You’re sleep deprived and it’s miserable for you. Sleep is massive to our mental wellbeing, you’re making tiny things into massive issues because you’re so tired. Don’t bother your neighbours with this, they aren’t being unreasonable and you will sound unhinged. Sympathy for you though as you must be feeling awful.

NothingIsWrong · 26/12/2019 13:08

7am is normal time. And sadly for those of us who work during the summer holiday I still have to leave the house at 6.45am to go to work so there will be noise. Until last year I had to take all the kids with me as well to go to holiday camp, but at least this year we have a babysitter who comes to the house so they can sleep longer.

I'm sorry you aren't sleeping, but noise at 7am is really normal.

NoIDontWatchLoveIsland · 26/12/2019 13:40

Sorry OP your health issues sound terrible. I hope your doctors can find some way to help you as the sleep deprivation sounds awful. I do think it is probably amplifying the otherwise minor irritations of your neighbours normal noise in a semi.

Witchend · 26/12/2019 13:58

You know you're being UR, but that's through sleep deprivation.

But you can't be certain that you don't disturb them too. You can't tell if you walking down the corridor at 2am doesn't cause them to wake, or the kitchen cupboard bangs against their wall when your kids are getting up for school and reverberates through the house. Our neighbours had a really irritating light that buzzed through into our house at one point. I'd been in their house. It wasn't audible there. But it sounded like a plane landing if they put it on at midnight, because there were no other noises.

If you know they're going to be noisy for an hour, then be quiet, make the most of it.
From 7-8am, go and have a bath/have a drink, read a book. Then when they quieten down again you can sleep for another 2-3 hours. Sounds blissful to me.

HaudYerWheeshtYaWeeBellend · 26/12/2019 13:59

Confused. I haven’t seen a single post where anyone has been “nasty” YABU they are living their normal lives.

AlaskaElfForGin · 26/12/2019 14:14

@stirling Most people have been very kind and offered helpful advice. No one has been nasty or is slating you at all.

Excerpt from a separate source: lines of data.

PR #3709, opened 2026-07-02
[DT-2555, DT-3382, DT-3384, DT-3385] Convert `DataAccessRequestApplication.jsx` to TypeScript , and its tests to Vitest

kevinmarete:
### Addresses

https://broadworkbench.atlassian.net/browse/DT-2555

https://broadworkbench.atlassian.net/browse/DT-3382
https://broadworkbench.atlassian.net/browse/DT-3384
https://broadworkbench.atlassian.net/browse/DT-3385

### Summary

Convert `DataAccessRequestApplication.jsx` to TypeScript and migrate all related Cypress tests to Vitest.

----

- Verify all tests go green


src/pages/dar_application/DataAccessRequestApplication.tsx
```diff
@@ -271,9 +314,9 @@ const DataAccessRequestApplication = (props) => {
   useEffect(() => {
     const fetchData = async () => {
       try {
-        if (existingDarsReadOnlyMode) {
+        if (existingDarsReadOnlyMode && collectionId) {
           const { createUser } = await getDarCollection(collectionId)
-          setResearcher(createUser)
+          setResearcher(createUser ?? {})
```
otchet-broad, line 320: Should we throw an exception if createUser doesn't exist instead of using an empty object?

otchet-broad (approved):
👍
Tested locally.  Looks good!

src/pages/dar_application/DataAccessRequestApplication.tsx
kevinmarete: I would keep the fallback instead of throwing. `createUser` is typed as optional on `DarCollection`, so a missing value here is expected (e.g., an old collection whose user can no longer be resolved), not an error condition. We already handle this gracefully further down with the `isResearcherEmpty` check, which renders blank fields instead of crashing. Throwing would get caught by the outer `try/catch` and hide the entire read-only DAR view just because one nested field didn't hydrate — worse UX for a non-critical gap.

fboulnois (approved):
👍

PR #3711, opened 2026-07-02
[DT-3752] Shift LC page to Researcher Status page

jlaw-codes:
### Addresses

[https://broadworkbench.atlassian.net/browse/DT-3752](https://broadworkbench.atlassian.net/browse/DT-3752)

### Summary

----

- Verify all tests go green


kevinmarete (approved):
👍🏾

src/components/dac_bot/DACBotComponent.tsx
```diff
@@ -114,7 +114,7 @@ export const DACBotComponent = (props: DACBotComponentProps) => {
   const { dacId, 'data-cy': dataCy, mutuallyExclusiveRules = DEFAULT_MUTUALLY_EXCLUSIVE_RULES } = props
   const [DACbotRules, setDACbotRules] = useState<Array<DACbotRule>>([])
   const [isLoading, setIsLoading] = useState(true)
-  const userIsChair = Storage.getCurrentUser().roles.some((r: UserRole) => r.dacId == dacId && r.name == 'Chairperson')
+  const userIsChair = (Storage.getCurrentUser().roles ?? []).some((r: UserRole) => r.dacId == dacId && r.name == 'Chairperson')
```
rushtong: `UserRoles` is a required property on `DuosUser`, so I think this conditional is unnecessary. Here and in other files as well.

src/pages/manage_dac/ManageDac.tsx
```diff
@@ -103,7 +103,7 @@ export const ManageDac = function ManageDac() {
   const roles = useMemo(() => currentUser.roles?.map((r: { name: string }) => r.name) ?? [], [currentUser])
   const userRole: ManageDacRole = roles.includes(ADMIN) ? ADMIN : CHAIR
   const chairDACIds = useMemo(() => new Set(
-    currentUser.roles
+    (currentUser.roles ?? [])
```
rushtong: See previous comment about roles

src/components/manage_users_table/ManageUsersTableCellData.tsx
```diff
@@ -84,7 +84,7 @@ export function emailCellData({ userId, email, label = 'email' }: EmailCellDataP
 
 export function permissionsCellData({ userId, roles, libraryCard, label = 'permissions' }: PermissionsCellDataParams): CellData {
   const hasLibraryCard = !isNil(libraryCard)
-  const roleNames = roles.map((role): string => role.name).filter(name => name !== 'Researcher')
+  const roleNames = (roles ?? []).map((role): string => role.name).filter(name => name !== 'Researcher')
```
rushtong, line 87: See previous comment about roles

src/pages/signing_official_console/DataCustodianTable.tsx
```diff
@@ -163,7 +163,7 @@ const SubmitterCell = ({
 }
 
 const roleCell = (roles: DuosUserWithInstitutionId['roles'], id: TableRowId): TableCell => {
-  const roleString = chain(roles.map(role => role.name))
+  const roleString = chain((roles ?? []).map(role => role.name))
```
rushtong: See previous comment about roles

src/pages/signing_official_console/SigningOfficialTable.tsx
```diff
@@ -157,55 +90,70 @@ const LibraryCardCell = ({
...
-        style={{
-          display: 'flex',
-          justifyContent: 'left',
-        }}
-        key={`lc-action-cell-${id}`}
+        style={{ display: 'flex', alignItems: 'center', gap: '0.5rem' }}
+        key={`lc-status-cell-${id}`}
       >
-        {button}
+        <Switch
```
rushtong, line 133: Love the toggle 👍🏽

src/pages/user_profile/AffiliationAndRoles.tsx
```diff
@@ -1,7 +1,9 @@
 import React, { useEffect, useState } from 'react'
+import { Link } from 'react-router-dom'
 import { Institution as InstitutionAPI } from '../../libs/ajax/Institution'
+import { User } from '../../libs/ajax/User'
```
rushtong: nit: Imports should reference from src: 
```suggestion
import { User } from 'src/libs/ajax/User'
```

src/pages/user_profile/AffiliationAndRoles.tsx
```diff
@@ -1,7 +1,9 @@
...
 import { Notifications } from '../../libs/utils'
-import { DuosUser, InstitutionInterface } from '../../types/model'
+import { DuosUser, InstitutionInterface, SigningOfficialUserWithData } from '../../types/model'
```
rushtong: Same thing here. Generally, when we touch these files, we try to clean these up as well, so lines 3 & 5 could use the same fix.

src/pages/user_profile/AffiliationAndRoles.tsx
```diff
@@ -11,19 +13,24 @@ export default function AffiliationAndRole(props: AffiliationAndRoleProps) {
...
           if (institution) {
             setInstitution(institution)
           }
+          const soUsers = await User.getSOsForInstitution(user.institutionId)
+          setSigningOfficialUsers(soUsers)
+        }
+        else if (user) {
+          const soUsers = await User.getSOsForCurrentUser()
+          setSigningOfficialUsers(soUsers)
         }
```
rushtong: This logic is confusing to me. If the user doesn't have an institution id, we're looking up the Signing Officials for the user (`User.getSOsForCurrentUser()`) which should return no users. 

I think the if condition for institution id should only set the institution name.

Separately, you cal just call 
```
const soUsers = await User.getSOsForCurrentUser()
setSigningOfficialUsers(soUsers)
```
outside of any if condition. There has to be a user here or the page won't load.

src/pages/user_profile/ResearcherStatus.tsx
```diff
@@ -118,40 +132,7 @@ const ResearcherStatus: React.FC<ResearcherStatusProps> = (props) => {
               daas={daaObjects}
             />
           )
```
rushtong, line 134: Something broke here and I'm not clear on what. In my case, I have a library card and DAAs, the APis to get the DAAs are being hit, but this block is not showing up. I'm also not seeing the else conditional for no library card found.

Image

src/pages/user_profile/ResearcherStatus.tsx
```diff
@@ -80,11 +76,29 @@ const ResearcherStatus: React.FC<ResearcherStatusProps> = (props) => {
...
       <div style={{ marginTop: '20px' }} />
+      <p style={subheadStyle}>Status</p>
+      <p style={{
+        fontFamily: 'Montserrat',
+        fontSize: '16px',
+        fontWeight: 600,
+        color: hasCard ? '#00928A' : 'rgb(128, 128, 128)',
+      }}
+      >
+        {hasCard ? 'Active' : 'Inactive'}
```
rushtong, line 94: Something is borked here, likely the same logic that's preventing the DAAs from showing up:

Image

rushtong (commented):
Some initial feedback.

src/components/manage_users_table/ManageUsersTableCellData.tsx
kevinmarete: This is necessary, as some users may not have roles.

src/pages/user_profile/AffiliationAndRoles.tsx
```diff
@@ -25,14 +26,35 @@ export default function AffiliationAndRole(props: AffiliationAndRoleProps) {
             setInstitution(institution)
           }
         }
+        const soUsers = await User.getSOsForCurrentUser()
+        setSigningOfficialUsers(soUsers)
```
kevinmarete, line 30: Good catch! This was the fix, the bug identified in `ResearcherStatus.tsx`.

Image

src/components/manage_users_table/ManageUsersTableCellData.tsx
rushtong: I'm not clear on the case where users have no roles - can you elaborate on that? `DuosUser.roles` is currently a required field. If it is the case that users exist without roles, then `DuosUser` needs to be updated and that change percolated throughout.

rushtong: See https://github.com/DataBiosphere/consent/blob/4bfd3fdae225cdf3ca3730b26bdd614a04aae81a/src/main/java/org/broadinstitute/consent/http/models/CreateDuosUserRequest.java#L33 for why I think roles always exist.

rushtong (approved):
Nice fixes, thank you. One outstanding question that shouldn't hold this up 👍🏽

PR #3715, opened 2026-07-04
[DT-3766] add counts to asset tabs in data library

jlaw-codes:
### Addresses

[https://broadworkbench.atlassian.net/browse/DT-3766](https://broadworkbench.atlassian.net/browse/DT-3766)

### Summary

----

- Verify all tests go green


jlaw-codes:
Screenshot 2026-07-03 at 10 36 39 PM

src/hooks/useLibraryData.ts
```diff
@@ -123,6 +123,41 @@ export const useLibraryData = (
...
+  filters: FilterState,
+  queryTerm: string,
+): Partial<Record<AssetType, number>> => {
+  const results = useQueries({
+    queries: assetTypes.map((assetType) => {
+      const sanitized = sanitizeFiltersForAsset(assetType, filters)
+      return {
+        queryKey: ['library-tab-count', libraryConfig.key, assetType, sanitized, queryTerm],
+        queryFn: async () => {
+          const query = buildElasticsearchQuery(libraryConfig, assetType, sanitized, queryTerm, { page: 0, pageSize: 0 })
```
otchet-broad, line 142: Should this filter out publicVisibility: no or controlled datasets/consent groups that aren't approved yet?

kevinmarete: The tab count query at line 142 uses the same `buildElasticsearchQuery` path as the main data query, so whatever filtering applies to the grid also applies to the count.                                                                
                                                                                                                                                                                                                                         Controlled/unapproved datasets — filtered correctly. `datasetAsset.buildQuery` applies the `bool.should` / `dacApproval: true` gate unconditionally; `pageSize: 0` doesn't bypass it.                                                          
                                                                                                                                                                                                                                         
`publicVisibility: no` — neither the tab count nor the main grid query filters on this field today. If it needs enforcing, that's a pre-existing gap, not something introduced here.                                                     
                                                                                                                                                                                                                                         
Studies — the study asset doesn't apply the approval gate (counts all studies regardless of dataset approval status), but this is consistent with how the main studies grid already behaves.

kevinmarete (approved):

rushtong:
I think this PR has overlap with https://github.com/DataBiosphere/duos-ui/pull/3720 where there are also asset counts in the tabs. If that one lands, this one can likely be closed.

src/hooks/useLibraryData.ts
otchet-broad: I observed the following query run for each tab:
`{"size":0,"query":{"bool":{"must":[{"exists":{"field":"study"}}]}},"aggs":{"studies":{"terms":{"field":"study.studyId","size":10000},"aggs":{"study_details":{"top_hits":{"size":1,"_source":["study.*"]}}}}}}`

Moreover, this same query seems to run for a number of asset tabs.  That means a nearly 10X increase on the number of queries we're going to hit the backend with just to render one tab.

Image

Interestingly some queries **do** have the query filter as you described, but a number of them do not.

kevinmarete: Agreed, maybe this whole approach needs to be refactored.

PR #3716, opened 2026-07-04
[DT-3753] access column style change

jlaw-codes:
### Addresses

https://broadworkbench.atlassian.net/browse/DT-3753
https://broadworkbench.atlassian.net/browse/DT-3783

### Summary

**Before**

Before

Before-duos

**After**

After

After-duos

----

- Verify all tests go green


src/components/data_library/columns/datasetColumns.tsx
```diff
@@ -46,41 +46,25 @@ export const makeDatasetColumns = (
...
+    width: 140,
     renderCell: (params) => {
-      const summary = getAccessManagementSummary(params.value)
       const isRadarEnabled = radarEnabledDatasetIds.has(params.row.datasetId)
+      const label = (() => {
+        switch (params.value) {
+          case 'open': return 'Open Access'
+          case 'controlled': return 'via DUOS'
+          case 'external': return 'External to DUOS'
+          default: return params.value
```
fboulnois, line 59: This removes the chip colors, which I found useful. Is this expected?

src/hooks/useLibraryData.ts
```diff
@@ -123,6 +123,41 @@ export const useLibraryData = (
   })
 }
 
+/**
+ * Custom hook for fetching the total count of assets for each tab type in parallel.
+ * Uses pageSize:0 so only the total is returned, not full row data.
+ */
+export const useLibraryTabCounts = (
```
fboulnois: This seems like an unrelated fix. Can you describe why this is necessary?

fboulnois (changes requested):
See below:

rushtong (commented):
This branch is fairly out of date. @jlaw-codes - can you document the goals behind these changes? Are they still a priority? We can run with it with a little more background.

src/components/data_library/columns/datasetColumns.tsx
```diff
@@ -48,41 +48,41 @@ export const makeDatasetColumns = (
...
-              }
-            />
-          </Tooltip>
+        <Box sx={{ display: 'flex', alignItems: 'center', height: '100%' }}>
+          <Chip
+            label={(
+              <Box sx={{ display: 'flex', alignItems: 'center', gap: 0.5 }}>
+                {label}
+                {isRadarEnabled && (
+                  <Tooltip title="Automatic request approvals available for datasets clearly within the data use terms.">
```
otchet-broad: Does it make sense to invert this?  Put the tooltip outside of the chip so that the entire hit area of the chip is covered by the tooltip?  We could craft a tooltip suitable for all cases and then display that.  Might be nice for screen readers.  Doing so would also close [this](https://broadworkbench.atlassian.net/browse/DT-3783) ticket.

fboulnois (approved):
👍

otchet-broad (approved):
👍

PR #3720, opened 2026-07-05
[DT-3775] move request location and add now button

jlaw-codes:
## Addresses
[https://broadworkbench.atlassian.net/browse/DT-3775](https://broadworkbench.atlassian.net/browse/DT-3775)

## Summary
Reworks how users request access to datasets from the Data Library, and adds result counts to the asset tabs.

**"Request Path" column with a "Request Now" button**

- Moves the request-location column up next to the "Access" column and renames it "Request Path".
- The column now renders by access type:
  - **Controlled (via DUOS):** a new `RequestAccessButton` ("Request Now") that creates a DAR draft for that single dataset and navigates to the application — the same flow as the footer's "Apply for Access", via the shared `applyForAccess` helper. Disabled with an explanatory tooltip when the user has no Library Card.
  - **Open:** a "-" (no request needed), ignoring any request location.
  - **External:** a link to the external request location, as before.
- **Selection mode takes over:** when one or more datasets are selected, all row-level "Request Now" buttons are disabled with a tooltip pointing to the footer's "Apply for Access" button. This avoids two competing request paths with different outcomes (requesting one dataset vs. the whole selection) being active at once.

**Asset tab counts**
This has been removed from the PR but screenshots still show them.

### Example Screens
Default view for Controlled Access datasets
Screenshot 2026-07-07 at 8 44 51 AM

When checkbox-selecting datasets:
Screenshot 2026-07-07 at 12 24 48 PM

Default view for Open Access datasets
Screenshot 2026-07-07 at 8 44 57 AM

Default view for External Access Datasets
Screenshot 2026-07-07 at 8 45 07 AM

----

- Verify all tests go green


src/components/data_search/DatasetExportButton.tsx
```diff
@@ -19,27 +20,10 @@ export const DatasetExportButton = ({ snapshots }: DatasetExportButtonProps) =>
...
-        rel="noopener noreferrer"
-        title={title}
-        aria-label={title}
-      >
-        Export
-      </Link>
-    )
-  }
+  const snapshot = snapshots[0]
+  const terraLink = `${terraUrl}/#import-data?snapshotId=${snapshot.id}&format=tdrexport&tdrSyncPermissions=false`
```
rushtong: Collapsing these means the multi-snapshot menu loses its per-snapshot items. Where a user could previously pick which of several snapshots to export, they now only get the first one in the list; the rest are unreachable. The first one they get is unknowable - it could be the oldest from TDR, the newest, or some other one depending on the order TDR chooses to report the snapshots.

jlaw-codes: We do not want to lost that for now, so should avoid this change for the time being.

rushtong: Gotcha, will revert those changes.

otchet-broad:
@rushtong - Did you see my comments [here](https://github.com/DataBiosphere/duos-ui/pull/3715/changes#r3531294354)?  I think this branch is likely to have the same problem.

In addition to the issue there, I think we have a race condition that causes the cache to miss since a number of the queries fire at the same time.

rushtong:
> @rushtong - Did you see my comments [here](https://github.com/DataBiosphere/duos-ui/pull/3715/changes#r3531294354)? I think this branch is likely to have the same problem.
> 
> In addition to the issue there, I think we have a race condition that causes the cache to miss since a number of the queries fire at the same time.

@otchet-broad - thanks for the pointer, I didn't see that. I'll pull those changes from this PR. I've had to do this already since there were unintended changes to the export feature.

otchet-broad (approved):
👍
Looks good, pending merge conflict cleanup.

cypress/component/data_library/columns/datasetColumns.spec.tsx
```diff
@@ -89,3 +89,44 @@ describe('datasetColumns — Access Management chip', () => {
...
+  it('shows a link to the requestLocation for external datasets', () => {
+    renderGrid({ accessManagement: 'external', requestLocation: 'https://example.com/request' })
+    cy.get('[data-field="requestLocation"] a').should('have.attr', 'href', 'https://example.com/request')
+  })
+
+  it('disables the "Request Now" button when datasets are selected elsewhere on the page', () => {
+    renderGrid({ accessManagement: 'controlled' }, true)
+    cy.get('[data-field="requestLocation"]').contains('button', 'Request Now').should('be.disabled')
+  })
+})
```
kevinmarete: Could you make this a vitest test, since this file has been migrated?

kevinmarete (approved):
Looks good, I would suggest moving that tests in `datasetColumns.spec` to vitest since the entitre file has been migrated.

PR #3729, opened 2026-07-07
[DT-3572] Migrate `StudyAssets/` Cypress component tests to Vitest 

kevinmarete:
### Addresses

### Summary

This PR migrates 10 spec files from `cypress/component/StudyAssets/` to Vitest + React Testing Library under test/.                                                                                                                      
                                                                                                                                                                                                                                         
  - `ai_model_list.spec`                                                                                                                                                                                                                   
  - `biospecimen_list.spec`                                                                                                                                                                                                                
  - `clinical_trial_list.spec`                                                                                                                                                                                                             
  - `consent_group_list.spec`                                                                                                                                                                                                              
  - `funding_resource_list.spec`                                                                                                                                                                                                           
  - `intellectual_property_list.spec`                                                                                                                                                                                                      
  - `presentation_list.spec`                                                                                                                                                                                                               
  - `publication_list.spec`                                                                                                                                                                                                                
  - `workspace_list.spec`                                                                                                                                                                                                                  
  - `testUtils` (removed, no longer needed)    

----

- Verify all tests go green


rushtong (approved):
👍🏽

fboulnois (commented):
Systemic finding (all 9 List specs):

* The delete-via-modal test lost 2 of its 3 post-delete assertions everywhere. The original testDeleteViaModal helper checked: (a) item text gone ✅ kept everywhere, (b) the confirmation modal unmounts ❌ dropped everywhere, (c) .collaborator-summary-card count is 0 ❌ dropped everywhere. So delete is now verified only by the item's text disappearing — a weaker signal than confirming the card was structurally removed and the modal closed. .collaborator-summary-card is a real, rendered class (StudyAssetSummary.tsx:39), so (c) was meaningful coverage. Most specs also downgraded the pre-click modal be.visible check to mere presence.

Secondary drops:

* consent_group: its shared clickSaveButton helper dropped the not.toBeDisabled() pre-click assertion, affecting ~6 save/edit tests.
* clinical_trial and funding_resource: AddEdit dropped a "save button not disabled" pre-click assertion — but these components never actually disable the save button (validation only gates the internal save() handler), so this was a no-op even in the original. Low value; the test name over-promises in both versions.
* All types: date-picker interactions are now mocked (plain input + fireEvent.change) rather than driving the real calendar. Reasonable jsdom isolation; no date-value assertions were lost. (publication's List view-mode test still uses the real picker, so #publishedDate disabled+value coverage is preserved there.)

fboulnois (approved):
One small suggestion for `presentation`, otherwise lgtm:

Because this spec mocks ModalWrapper to render its children inline (not via react-modal's portal), the class .ReactModal__Content is never produced in this file — so the newly-added expect(document.querySelector('.ReactModal__Content')).not.toBeInTheDocument() is always true (it would pass whether or not the modal actually closed). The pre-click check correctly uses .delete-modal-primary-button instead, confirming the mock wrapper is in play. So the modal-teardown line is decorative rather than functional. A stricter version would assert .delete-modal-primary-button is gone after delete.

fboulnois (approved):
👍

PR #3733, opened 2026-07-07
[DT-3572] Migrate `routing/` Cypress component tests to Vitest 

kevinmarete:
### Addresses

### Summary

This PR migrates 3 spec files from `cypress/component/routing/` to Vitest + React Testing Library under `test/`.                                                                                                                        
                                                                                                                                                                                                                                         
  - `AppRoutes.spec`                                                                                                                                                                                                                   
  - `EnvRoute.spec`
  - `NotFound.spec`

----

- Verify all tests go green


test/routing/AppRoutes.spec.tsx
```diff
@@ -0,0 +1,78 @@
...
+
+const LocationSpy = ({ onLocationChange }: { onLocationChange: (loc: string) => void }) => {
+  const location = useLocation()
+  React.useEffect(() => {
+    onLocationChange(location.pathname + location.search)
+  }, [location, onLocationChange])
+  return null
+}
+
+const roleBACRoutes: string[] = [
```
rushtong, line 29: I remember writing these originally and longed for a way to have these routes be statically referenced.

rushtong (approved):
👍🏽  Inline comment shouldn't hold this up.

test/routing/AppRoutes.spec.tsx
fboulnois, line 1: * One consistent gap: every test dropped the NotFound page's absence check (Cypress verified [data-cy="not-found"] does not exist alongside the redirect; Vitest only checks the redirect spy was called). Minor but genuine — restorable via container.querySelector('[data-cy="not-found"]') since the app uses data-cy, not data-testid.

fboulnois (commented):
See below:

test/routing/AppRoutes.spec.tsx
kevinmarete: Agreed — the list will always need to be manually synced with the JSX route definitions. A true single source of truth would require consuming path constants directly in AppRoutes.tsx, which is a larger refactor outside the scope of this migration.

fboulnois (approved):
👍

You clearly can't go on as you are, but as others have said, your neighbours seem to just be going about normal life. I'm really sorry you're going through this, sleep deprivation is horrendous.

Nonnymum · 26/12/2019 14:20

I don't think there is anything you can do. I live in a semi and can hear our neighbours on the phone. I am sure they hate it when my grandkids come over but short of not allowing them to come over I don't know what I can do. Small children just are noisy even when they are not being difficult. And when they are tantrum ming they can scream! I do constantly remind them not to shout. But I feel I'm not able to enjoy them at all because of the constant worry they might upset the neighbours.

Cherrysoup · 26/12/2019 14:29

Their morning noise sounds normal. ‘Blasting out’ music is pure retaliation because you’re anting to be undisturbed for the other 1/24 hours they’re silent for? Blimey, talk about unreasonable.